Ada nama Abdurrahman Ad Dahil. Setelah lama, baru dia tahu bahwa itulah nama sebenarnya dari Gus Dur. Karena ternyata Gus Dur hanya mengambil nama depannya Abdurrahman dan disambung dengan nama ayahnya Wahid.

“Tidak pernah Gus Dur memakai nama Abdurrahman Ad Dahil, sehingga hampir tidak ada yang mengenal nama tersebut,” kata budayawan dan pendiri Kampung Buku Banjarmasin, Hajriansyah, mengawali perbincangan di Palidangan Noorhalis (Majid), Pro 1 RRI Banjarmasin bertemu Sang Kosmopolit, Kamis (7/2/2020).  

Buku ini  menceritakan pengalaman Hairus Salim, tertuang dalam berbagai catatan ringan, baik dalam bentuk esai, makalah, ataupun tulisan di facebook, mengulas tentang sosok Gu Dur.

BACA : Berziarah ke Makam Gus Dur dan Guru Sekumpul yang Membawa Berkah

Tulisan tersebut dikumpulkan, dan jadilah buku Sang Kosmopolit. Suatu kumpulan catatan yang ditulis dengan gaya bahasa khas, sehingga terasa sangat dekat dengan Gus Dur.

Salim mengaku dulu dia membayangkan Gus Dur itu seorang yang besar, karena waktu itu melihatnya dari jauh. Namun setelah dekat dan akrab, ternyata orangnya sangat cair.

Bahkan Gus Dur sering bertanya kepada Salim tentang buku apa yang lagi ramai dibaca. Lalu menyelenggarkan berbagai diskusi buku dibanyak tempat. Mau saja Gus Dur menenteng buku kemana-mana, sekadar menceritakan dalam berbagai forum bahwa ada buku bagus yang harus dibaca.

Dari situ muncul kekaguman. Bahwa ternyata Gus Dur sosok humanis, kosmopolit, seorang yang sangat terbuka, bisa bergaul dengan siapa saja dan tidak ada sekat sama sekali.

“Kelebihan dari buku ini adalah kemampuan bercerita dari Hairus Salaim, sehingga sangat enak dibaca, ringan dan yang pasti mampu memotret Gus Dur dari sangat dekat,” papar Hajriansyah.

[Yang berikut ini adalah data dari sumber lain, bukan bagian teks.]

Issue #853, opened 2024-07-17
Invalid `aria-checked` attribute for radiobutton


bjarnef:
### Which *exact* UI Library version are you using? For example: 1.0.1 - don't just write v1.

1.8.2

### Bug summary

The radiobutton component sets invalid value for `aria-checked` attribute compared to checkbox component:
https://uui.umbraco.com/?path=/story/uui-radio--radio-group

![image](https://github.com/user-attachments/assets/b81240db-5f80-4d45-9ff0-1f3f26f2dee2)

`aria-checked` attribute accept the following values:

`true`, `false` or `mixed`. Mixed value is only supported by checkbox and not radio though.

https://developer.mozilla.org/en-US/docs/Web/Accessibility/ARIA/Attributes/aria-checked

Furthermore it mention in specs:

https://dequeuniversity.com/rules/axe/4.8/aria-allowed-attr?application=axeAPI
https://www.w3.org/TR/html-aria/#docconformance

> [aria-checked](https://www.w3.org/TR/html-aria/#att-checked) is not to be used on elements that support the checked attribute.

### Steps to reproduce

Inspect radiobutton component and evaluate using [WAVE](https://chromewebstore.google.com/detail/wave-evaluation-tool/jbbplnpkjmmeebjpijfedlgcdilocofh) 

It is also rapported in Storybook under Accessibility when a radiobutton it selected/checked.

PR #870, opened 2024-07-24
fix(uui-radio): keyboard navigation does not work as intended

JesmoDev:
FIXES: https://github.com/umbraco/Umbraco.UI/issues/853

The radio button now always sets focus on the native input. This means that we can remove all aria attributes as they are automatically provided by the native radio input.

The radio group now emulates native radio group behavior.

Fixes following issues:
- Have to press ArrowDown twice to select next radio while at the first radio
- Pressing ArrowUp while at the first radio throws errors and does not wrap to the last radio as it should
- Unable to keyboard navigate onto a single radio or into a radio group with no preselected radio
- Unreliable keyboard navigation in and out of radio groups

I've also cleaned up both components a lot to align them better with our new coding practises. 
You can use Semantic Diff to get a better overview of the actual changes: https://app.semanticdiff.com/gh/umbraco/Umbraco.UI/pull/870/changes#packages/uui-radio/lib/uui-radio-group.element.ts

## Types of changes

## Checklist


packages/uui-radio/lib/uui-radio-group.element.ts
```diff
@@ -49,22 +49,22 @@ export class UUIRadioGroupElement extends UUIFormControlMixin(LitElement, '') {
...
-  private _selected: number | null = null;
+  #selected: number | null = null;
+  #radioElements: UUIRadioElement[] = [];
 
   constructor() {
     super();
-    this.addEventListener('keydown', this._onKeydown);
-    this.addEventListener('keypress', this._onKeypress);
+    this.addEventListener('keydown', this.#onKeydown);
+    this.addEventListener('keypress', this.#onKeypress);
```
bjarnef, line 61: Do we really need `keypress` event since this has been deprecated for a while:
https://developer.mozilla.org/en-US/docs/Web/API/Element/keypress_event

iOvergaard: No, we can remove that and let `keydown` stay.

bjarnef: There's a few other places in code base the `keypress` event was used. I think these should be replaced by `keydown` or `keyup` events.

iOvergaard (changes requested):
This aaaaalmost works. I tested in Storybook and there is just one case: When a group already has a value, and you tab into it, you invariably end up on the first element, and if that element is not selected, and you move with the keyboard, you end up selecting the next element after that and so on.

I think before it detected if a value was already preselected, it would put tabindex -1 on the others.

https://delightful-beach-055ecb503-870.westeurope.azurestaticapps.net/?path=/story/uui-radio--group-with-start-value

iOvergaard (approved):
LGTM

Narasumber lainya, Anwar Masduki Azzam, seorang peneliti, mahasiswa University of Groningen, khusus meneliti  Gus Dur dan mengumpulkan banyak buku Gus Dur dan buku tentang Gus Dur. Ia mengakui sudah banyak buku tetang Gus Dur. Bahkan, Azzam berencana membuat pojok perpustakaan khusus buku tetang Gus Dur.

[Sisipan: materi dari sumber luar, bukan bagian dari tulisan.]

PR #874, opened 2024-07-26
Make toggle fit content

bjarnef:
## Description

In some parts of the backoffice, when toggle as no label, when placed inside flexbox container or 100% width of `uui-toggle` which stretch label as well, so not only toggle + text in clickable, but also a large part of to whitespace area.

Can be seen a toggle properties in content workspace or in listview bulk actions.

Not sure this is the best option. Alternative `display: inline-flex` on label instead.

When inside flexbox container it could add `margin-right: auto;` to each toggle so it doesn't stretch to size on flexbox container.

BACA JUGA : Gus Dur, Islam Nusantara & Kewarganegaraan Bineka. Penyelesaian Konflik Aceh Dan Papua 1999-2001 (Bagian Kedua-Tamat)

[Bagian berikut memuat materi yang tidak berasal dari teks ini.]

PR #904, opened 2024-09-15
Update style of expand and sort symbol

nielslyngsoe:
Update style to match new icon style

image

## Types of changes

## Checklist

- [ ] I have read the **[CONTRIBUTING](<(https://github.com/umbraco/Umbraco.UI/blob/v1/contrib/docs/CONTRIBUTING.md)>)** document.

### DIFF
--- a/packages/uui-caret/lib/uui-caret.element.ts
+++ b/packages/uui-caret/lib/uui-caret.element.ts
@@ -25,8 +25,17 @@ export class UUICaretElement extends LitElement {
   }
 
   render() {
-    return html`<svg viewBox="0 0 512 512">
-      <path d="M 255.125 400.35 L 88.193 188.765 H 422.055 Z"></path>
+    return html`<svg
+      xmlns="http://www.w3.org/2000/svg"
+      width="24"
+      height="24"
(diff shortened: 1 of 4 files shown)


packages/uui-caret/lib/uui-caret.element.ts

Buku Hairus Salim ini, kata Azzam, berhasil menjelaskan posisi Gus Dur terhadap berbagai wacana yang berkembang. Bahwa Gus Dur mampu mendialogkan sesuatu yang biasa dipertentangkan.

“Menjadi muslim itu semestinya kosmopolit, mampu menjadi warga dunia. Sering Islam itu dipertentangkan dengan Barat. Kenapa harus diperbandingkan? Sangat tidak padan. Barat itu padan bila dibandingkan dengan Timur, dengan Utara atau Selatan, bukan dengan Islam,” ucap Azzam.

Menurut dia, ada hal yang menjadi tertawaan orang di Eropa, karena banyak orang menghadapkan Islam dengan Eropa. Dua hal yang berbeda tapi dihadap-hadapkan.

Gus Dur berhasil mendudukkan Islam dan negara, sehingga tidak saling menegasikan. Tidak saling mendominasi.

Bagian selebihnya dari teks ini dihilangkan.